-- GOAL OF THE EXERCISE --
What is the number of lines in this listing that include the string "believe"? Answer with that number by itself.

** DATA RECORDS follows **

PR #366, opened 2022-05-17
Uses custom plugin to publish zips to maven

downsrob:

*Issue #, if available:*
https://github.com/opensearch-project/index-management/issues/348

*Description of changes:*
Adds the custom plugin to publish zips to maven to the build.gradle. Introduces a custom build.sh script.

*CheckList:*

### DIFF
--- a/scripts/build.sh
+++ b/scripts/build.sh
@@ -69,7 +69,6 @@ fi
 mkdir -p $OUTPUT
 
 ./gradlew assemble --no-daemon --refresh-dependencies -DskipTests=true -Dopensearch.version=$VERSION -Dbuild.snapshot=$SNAPSHOT -Dbuild.version_qualifier=$QUALIFIER
-./gradlew publishPluginZipPublicationToZipStagingRepository -Dopensearch.version=$VERSION -Dbuild.snapshot=$SNAPSHOT -Dbuild.version_qualifier=$QUALIFIER
 
 zipPath=$(find . -path \*build/distributions/*.zip)
 distributions="$(dirname "${zipPath}")"
@@ -77,3 +76,7 @@ distributions="$(dirname "${zipPath}")"
 echo "COPY ${distributions}/*.zip"
 mkdir -p $OUTPUT/plugins
 cp ${distributions}/*.zip ./$OUTPUT/plugins
+
+./gradlew publishPluginZipPublicationToZipStagingRepository -Dopensearch.version=$VERSION -Dbuild.snapshot=$SNAPSHOT -Dbuild.version_qualifier=$QUALIFIER
+mkdir -p $OUTPUT/maven/org/opensearch
+cp -r ./build/local-staging-repo/org/opensearch/. $OUTPUT/maven/org/opensearch
--- a/scripts/build.sh
+++ b/scripts/build.sh
@@ -1,0 +1,79 @@
+#!/bin/bash
+
+#
+# Copyright OpenSearch Contributors
+# SPDX-License-Identifier: Apache-2.0
+#
+
+set -ex
+
+function usage() {
+    echo "Usage: $0 [args]"
+    echo ""
+    echo "Arguments:"
+    echo -e "-v VERSION\t[Required] OpenSearch version."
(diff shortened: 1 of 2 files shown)


downsrob:
@thalurur For BWC testing we utilize a zip. The only use case I can see for the leaves would be if we hope to utilize the maven zips in the future for our BWC testing

downsrob:
> Wondering do we need to exclude task in settings.gradle like [here](https://github.com/opensearch-project/job-scheduler/pull/182/files#diff-7f825392aa37acd1cee0c2e7b9bb7366ad6eac64f3e6cdd816e156bcb69d30deR13)

I believe that we do not. According to step 7 in the [setup guide](https://github.com/opensearch-project/opensearch-plugins/blob/main/BUILDING.md#opensearchpluginzip) for this plugin, "Exclude the following tasks in settings.gradle file, if the build script exists for the plugin and has the tasks publishToMavenLocal and publishAllPublicationsToStagingRepository, ..."

bowenlan-amzn (dismissed):

dblock:
cc: @prudhvigodithi

That [link](https://github.com/opensearch-project/job-scheduler/pull/182/files#diff-7f825392aa37acd1cee0c2e7b9bb7366ad6eac64f3e6cdd816e156bcb69d30deR13) in job-scheduler looks suspicious, care to track it down? not sure why that was needed

prudhvigodithi:
> That [link](https://github.com/opensearch-project/job-scheduler/pull/182/files#diff-7f825392aa37acd1cee0c2e7b9bb7366ad6eac64f3e6cdd816e156bcb69d30deR13) in job-scheduler looks suspicious, care to track it down? not sure why that was needed

Hey @dblock from [document](https://github.com/opensearch-project/opensearch-plugins/blob/main/BUILDING.md#opensearchpluginzip) point 7, this targets `ALL` publications for local maven repo and staging maven repo that includes `publishPluginZipPublicationToMavenLocal, publishPluginZipPublicationToStagingRepository`, I mean its fine to allow it to run as well without `excludedTaskNames`, should work but it will push the zips twice as `publishPluginZipPublicationToStagingRepository` will be called before `publishPluginZipPublicationToZipStagingRepository` which is the actual publish task.
Screen Shot 2022-05-24 at 6 31 45 PM

scripts/build.sh
```diff
@@ -0,0 +1,79 @@
...
+
+./gradlew assemble --no-daemon --refresh-dependencies -DskipTests=true -Dopensearch.version=$VERSION -Dbuild.snapshot=$SNAPSHOT -Dbuild.version_qualifier=$QUALIFIER
+./gradlew publishPluginZipPublicationToZipStagingRepository -Dopensearch.version=$VERSION -Dbuild.snapshot=$SNAPSHOT -Dbuild.version_qualifier=$QUALIFIER
+
+zipPath=$(find . -path \*build/distributions/*.zip)
+distributions="$(dirname "${zipPath}")"
+
+echo "COPY ${distributions}/*.zip"
+mkdir -p $OUTPUT/plugins
+cp ${distributions}/*.zip ./$OUTPUT/plugins
```
prudhvigodithi, line 79: We should be also adding 
```
mkdir -p $OUTPUT/maven/org/opensearch
cp -r ./build/local-staging-repo/org/opensearch/. $OUTPUT/maven/org/opensearch 
```
As this will put the local staged maven artifacts under `$OUTPUT/maven/org/opensearch ` and CI will be using this folder `$OUTPUT/maven/org/opensearch ` to publish to end maven 
Please refer to `job-scheduler` https://github.com/opensearch-project/job-scheduler/blob/main/scripts/build.sh#L77-L79

downsrob: Thanks! Added.

prudhvigodithi: Looks good.
Please try to run the the build component locally, once passed `tar/builds/opensearch/maven/org/opensearch/plugin/opensearch-index-management/` folder should be created and zip should be added as per maven coordinates.
Thank you

prudhvigodithi (approved):

bowenlan-amzn (approved):

AWSHurneyt (approved):

PR #371, opened 2022-05-23
BWC for rollover skip, restricted index pattern

bowenlan-amzn:

*Description of changes:*

Though these 2 settings are released after OpenSearch, we backport them to AWS Elasticsearch code base, to keep the minimal code difference, we want to add the change for supporting setting BWC between Elasticsearch and OpenSearch code bases.

*CheckList:*


src/main/kotlin/org/opensearch/indexmanagement/indexstatemanagement/opensearchapi/OpenSearchExtensions.kt
```diff
@@ -55,6 +55,9 @@ fun IndexMetadata.getRolloverAlias(): String? {
 }
 
 fun IndexMetadata.getRolloverSkip(): Boolean {
+    if (this.settings.get(ManagedIndexSettings.ROLLOVER_SKIP.key).isNullOrBlank()) {
+        return this.settings.getAsBoolean(LegacyOpenDistroManagedIndexSettings.ROLLOVER_SKIP.key, false)
+    }
```
downsrob, line 60: I believe this is unnecessary because the fallback setting for ManagedIndexSettings.ROLLOVER_SKIP is set to LegacyOpenDistroManagedIndexSettings.ROLLOVER_SKIP when initialized, so the open distro setting would be checked anyways

src/main/kotlin/org/opensearch/indexmanagement/indexstatemanagement/settings/LegacyOpenDistroManagedIndexSettings.kt
```diff
@@ -191,5 +199,13 @@ class LegacyOpenDistroManagedIndexSettings {
...
             Setting.Property.Deprecated
         )
+
+        val RESTRICTED_INDEX_PATTERN = Setting.simpleString(
+            "opendistro.index_state_management.restricted_index_pattern",
+            ManagedIndexSettings.DEFAULT_RESTRICTED_PATTERN,
+            Setting.Property.NodeScope,
+            Setting.Property.Dynamic,
+            Setting.Property.Deprecated
+        )
```
thalurur, line 209: Thanks for adding this too Bowen

thalurur (approved):

src/main/kotlin/org/opensearch/indexmanagement/indexstatemanagement/opensearchapi/OpenSearchExtensions.kt
bowenlan-amzn: Based on above `getRolloverAlias`, probably this is not working as that. Write like this should be safe.

downsrob (approved):

PR #419, opened 2022-07-19
removed recursion from Explain Action to avoid stackoverflow in some …

petardz:
…situations

Signed-off-by: Petar Dzepina <petar.dzepina@gmail.com>

*Issue #, if available:* [410](https://github.com/opensearch-project/index-management/issues/410)

*Description of changes:*
Removed recursion from Explain Action to avoid stack overflow bug when there's few hundreds+ managed indexes present
*CheckList:*

### DIFF
--- a/src/main/kotlin/org/opensearch/indexmanagement/indexstatemanagement/transport/action/explain/TransportExplainAction.kt
+++ b/src/main/kotlin/org/opensearch/indexmanagement/indexstatemanagement/transport/action/explain/TransportExplainAction.kt
@@ -52,6 +52,7 @@ import org.opensearch.indexmanagement.indexstatemanagement.util.MetadataCheck
 import org.opensearch.indexmanagement.indexstatemanagement.util.checkMetadata
 import org.opensearch.indexmanagement.indexstatemanagement.util.managedIndexMetadataID
 import org.opensearch.indexmanagement.opensearchapi.parseWithType
+import org.opensearch.indexmanagement.opensearchapi.suspendUntil
 import org.opensearch.indexmanagement.spi.indexstatemanagement.model.ISMIndexMetadata
 import org.opensearch.indexmanagement.spi.indexstatemanagement.model.ManagedIndexMetaData
 import org.opensearch.indexmanagement.util.SecurityUtils.Companion.buildUser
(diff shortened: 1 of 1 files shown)


downsrob:
Looks great Petar, thanks!

src/main/kotlin/org/opensearch/indexmanagement/indexstatemanagement/transport/action/explain/TransportExplainAction.kt
```diff
@@ -339,68 +340,29 @@ class TransportExplainAction @Inject constructor(
...
-                            false -> {
-                                actionListener.onFailure(e)
-                            }
-                        }
+            CoroutineScope(Dispatchers.IO).launch {
+                // filter out indicies for which user doesn't have manage index permissions
+                for (i in 0 until indexNames.count()) {
+                    val request = ManagedIndexRequest().indices(indexNames[i])
+                    try {
+                        client.suspendUntil<NodeClient, AcknowledgedResponse> { execute(ManagedIndexAction.INSTANCE, request, it) }
```
getsaurabh02, line 349: Although this will solve the stack overflow issue, I still see the multiple calls for ``TransportManagedIndexAction`` for every index as a potential problem and bottleneck for the clusters with large number of indices. It could still block the primary (transport) worker thread until all the transport action calls succeeds or fails for every index and could lead to starvation issue.

The non operational transport action that is used by ISM to check if the user has required index permissions to manage index in form of [TransportManagedIndexAction](https://github.com/opensearch-project/index-management/blob/c739190a9f807232cc500acd12bc1f57d5d37c7e/src/main/kotlin/org/opensearch/indexmanagement/indexstatemanagement/transport/action/managedIndex/TransportManagedIndexAction.kt#L28-L30) seems to be a workaround due to lack of better ways for mapping user permission with indices. 

I will prefer instrumenting some cleaner and direct ways of identifying index permissions for the user. This is outside the scope of this PR, but we should open an issue and follow up separately on the possible approaches.

getsaurabh02 (approved):
Thanks for the changes. This looks much cleaner and simpler now. 
Also, lets follow up separately on a new issue to discuss the potential alternatives to the [TransportManagedIndexAction](https://github.com/opensearch-project/index-management/blob/c739190a9f807232cc500acd12bc1f57d5d37c7e/src/main/kotlin/org/opensearch/indexmanagement/indexstatemanagement/transport/action/managedIndex/TransportManagedIndexAction.kt#L28-L30) as suggested in the previous comment.

praveensameneni (approved):
LGTM

src/main/kotlin/org/opensearch/indexmanagement/indexstatemanagement/transport/action/explain/TransportExplainAction.kt
getsaurabh02: Created https://github.com/opensearch-project/index-management/issues/422 so that we don't miss out on this and look into this at priority.

cc: @qreshi @downsrob @petardz @praveensameneni

PR #30, opened 2024-11-15
[CI] Update uv and enable PyPI publish step

bdewilde:
## changes

- bumps version of `uv` used in GH workflows ([release notes](https://github.com/astral-sh/uv/releases) if curious)
- enables publish package to PyPI GH workflow step, after adding necessary repo secret

## context

This is a prerequisite to publishing a v0.1 of this package to PyPI.

## questions

- How strongly do folks feel about publishing to "test PyPI" before doing an official release? It's a helpful way to catch errors before you make a very public mistake, but not strictly necessary.

### DIFF
--- a/.github/actions/setup-python-env/action.yml
+++ b/.github/actions/setup-python-env/action.yml
@@ -15,7 +15,7 @@ runs:
     - name: Install uv
       uses: astral-sh/setup-uv@v3
       with:
-        version: "0.5.02"
+        version: "0.5.2"
         enable-cache: true
         cache-dependency-glob: "uv.lock"
     - name: Install project and dependencies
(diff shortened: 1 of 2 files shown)


emmaeturner:
I think publishing to "test PyPI" before doing an official release is a great idea! Doesn't hurt to give it a test run before the official release

bdewilde:
> I think publishing to "test PyPI" before doing an official release is a great idea! Doesn't hurt to give it a test run before the official release

Great! :) May I bug you @emmaeturner for a Test PyPI API token, which I'll use in the same way as the (non-test) PyPI API token?

emmaeturner (commented):
I like the idea of publishing to "test PyPI" before doing an official release. Approving these changes!

emmaeturner:
@bdewilde The TEST API token has been added to LastPass and I also Slacked it to you!

PR #31, opened 2024-11-16
[pdp] Add column associations EDA func

bdewilde:
## changes

- adds `compute_pairwise_associations()` function to `eda` module, which is a more generic equivalent to `DataFrame.corr()` that handles nominal-nominal and nominal-numeric column pairs in addition to the usual numeric-numeric
- adds unit tests for said function

## context

I needed a way to compute associations for more data types, since PDP has so many string/categorical variables.

## questions

Nope!

### DIFF
--- a/src/student_success_tool/analysis/pdp/eda.py
+++ b/src/student_success_tool/analysis/pdp/eda.py
@@ -1,6 +1,9 @@
+import itertools
 import typing as t
 
+import numpy as np
 import pandas as pd
+import scipy.stats as ss
 
 from . import utils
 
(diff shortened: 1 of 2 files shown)


kaylawilding (commented):
Cool feature! Maybe since as you said it gets unwieldy, can we drop the columns that are entirely missing or have zero variance prior to creating the graph?

bdewilde:
> Cool feature! Maybe since as you said it gets unwieldy, can we drop the columns that are entirely missing or have zero variance prior to creating the graph?

This is still WIP 🙂 No need to review draft PRs unless specifically requested!

bdewilde:
@kaylawilding I added/formalized functionality to limit which columns are included in the associations matrix. Everything seems to be working as expected! Since you already took a peek and liked what you saw, I'm going to merge this in and keep pushing forward. Hoping to release v0.1 in the next few days 🙏

Eyong20:
great tool

PR #37, opened 2024-11-30
Update codeowners

bdewilde:
## context

We should only include active contributors to this project as codeowners.

## questions

- Does @vishpillai123 want to own anything?


anzhely:
It is my understanding that we will have to change this file again in a week once Daniel and Noreen (the new full time DK employees) get fully onboarded. Also, my understanding that the full time DK folks should own this going forward so Daniel, Noreen and Vish. But Rachel will need to make the call here :)

kaylawilding:
Good with this and what youre saying about the short-term. Lets just add Vish to the pdp and them Im down to approve?

kaylawilding (approved):

PR #38, opened 2024-11-30
Improve labeled dataset cleanup logic

bdewilde:
## changes

refactors how year/term values get masked in cleanup function, such that the input dataframe's dtypes are preserved; this function used to mangle dtypes, which was a pain point in the modeling dataset workflow

## context

Just taking the time to smooth out some rough edges.

## questions

- Are the new functions logical equivalents of the old ones? They _should_ be, but `pandas` is tricksy 🤷‍♂️

### DIFF
--- a/src/student_success_tool/analysis/pdp/dataops.py
+++ b/src/student_success_tool/analysis/pdp/dataops.py
@@ -1,5 +1,6 @@
 import functools as ft
 import logging
+import re
 import typing as t
 
 import pandas as pd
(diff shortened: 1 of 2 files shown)


kaylawilding (approved):
Yes, these seem functionally equivalent in our setting. I think you are good that these are the only features that start with "first_year_to", so none are unintentionally dropped, which would be my main concern with that one. Masking the year columns appear good to me and seem more efficient.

** End of DATA RECORDS **

-- TASK SOLUTION --
2